** Opening Material provided block **

PR #649, opened 2018-05-12
Add FAQ to Statistics page

andrewdavidwong:
Requested by: QubesOS/qubes-issues#3858

@woju, I'd like to improve the answer to the question: "What kinds of data do you collect about Qubes users?" In order to do this, I need a bit more information:

 - How are the IPv4 addresses kept? (For example, are they hashed or encrypted? Does a human ever see them?)
 - How long do we keep the IPv4 addresses that we collect?
 - How do we count the number of requests from each IPv4 address?

CC: @marmarek, @rootkovska

### DIFF
--- a/about/statistics.md
+++ b/about/statistics.md
@@ -23,7 +23,7 @@ Since the graph is updated daily, the bar for the current month will be very low
 
 ### How is the userbase estimated?
 
-We simply count the number of unique IPv4 addresses that connect to the Qubes update servers each month (except for Tor connections; see below).
+We simply count the number of unique IPv4 addresses that connect to the Qubes update servers each month (except for Tor connections; see [below][tor-methodology]).
 
 ### How has the methodology for counting Tor users changed?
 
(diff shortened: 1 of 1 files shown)


about/statistics.md
```diff
@@ -10,10 +10,52 @@ redirect_from:
...
+We cross-reference the list of connecting IP addresses with the official database of Tor exit nodes in order to distinguish Tor and clearnet IPs and requests.
+For this purpose, an IP address counts as belonging to a Tor exit node if there was a Tor exit node active for that address in the past 24 hours.
+
+### What kinds of data do you collect about Qubes users?
+
+The only data we collect are:
+ - The IPv4 addresses that connect to the Qubes update servers
+ - The number of requests from each IPv4 address
+
+We do not collect any other kinds of data about Qubes users.
```
woju: Well, we keep standard httpd-access and -error log and if someone skilled wanted, they could guess something from it (at least which templates are in use, possibly how many VMs are running). We keep the log for both statistics and audit reasons. I'm not sure how long we keep them, but I think at least 2 months, but in any case the statistics script does not touch logs older than 3 months.

The log is kept unencrypted and that includes IP addresses. They are looked at by human only in case of audit/postmortem (this happened at least once). There are no other non-volatile places where IP addresses are stored.

Graph plotting is separate and it does not touch the log, only .json file, which, as mentioned, contains no IP addresses.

** Closing Material provided block **

Only lines that include "other" belong in the answer; return them from the entries above.

+We do not collect any other kinds of data about Qubes users.
The log is kept unencrypted and that includes IP addresses. They are looked at by human only in case of audit/postmortem (this happened at least once). There are no other non-volatile places where IP addresses are stored.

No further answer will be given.